**BRIEF:** Copy the data exactly, line for line.

(Saved data entries)
PR #723, opened 2023-02-17
remove lkmex from locked token wrapper SC

psorinionut:
- Remove the possibility to send wrapped LKMEX.
- Small code refactor, removing the storage for the locked tokens and just read them from the energy factory SC.

### DIFF
--- a/locked-asset/locked-token-wrapper/src/lib.rs
+++ b/locked-asset/locked-token-wrapper/src/lib.rs
@@ -15,22 +15,8 @@ pub trait LockedTokenWrapper:
     + legacy_token_decode_module::LegacyTokenDecodeModule
 {
     #[init]
-    fn init(
-        &self,
-        old_locked_token_id: TokenIdentifier,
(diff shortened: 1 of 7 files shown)


alyn509 (approved):

locked-asset/locked-token-wrapper/src/lib.rs
```diff
@@ -71,17 +49,11 @@ pub trait LockedTokenWrapper:
         let payment = self.call_value().single_esdt();
         let original_locked_tokens = self.unwrap_locked_token(payment);
 
-        if original_locked_tokens.token_identifier == self.locked_token().get_token_id() {
+        if original_locked_tokens.token_identifier == self.get_locked_token_id() {
```
sasurobert, line 52: when is locked_token_id set ?

psorinionut: It is no longer saved. We read it directly from the energy factory storage.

**RESULT:**
PR #723, opened 2023-02-17
remove lkmex from locked token wrapper SC

psorinionut:
- Remove the possibility to send wrapped LKMEX.
- Small code refactor, removing the storage for the locked tokens and just read them from the energy factory SC.

### DIFF
--- a/locked-asset/locked-token-wrapper/src/lib.rs
+++ b/locked-asset/locked-token-wrapper/src/lib.rs
@@ -15,22 +15,8 @@ pub trait LockedTokenWrapper:
     + legacy_token_decode_module::LegacyTokenDecodeModule
 {
     #[init]
-    fn init(
-        &self,
-        old_locked_token_id: TokenIdentifier,
(diff shortened: 1 of 7 files shown)


alyn509 (approved):

locked-asset/locked-token-wrapper/src/lib.rs
```diff
@@ -71,17 +49,11 @@ pub trait LockedTokenWrapper:
         let payment = self.call_value().single_esdt();
         let original_locked_tokens = self.unwrap_locked_token(payment);
 
-        if original_locked_tokens.token_identifier == self.locked_token().get_token_id() {
+        if original_locked_tokens.token_identifier == self.get_locked_token_id() {
```
sasurobert, line 52: when is locked_token_id set ?

psorinionut: It is no longer saved. We read it directly from the energy factory storage.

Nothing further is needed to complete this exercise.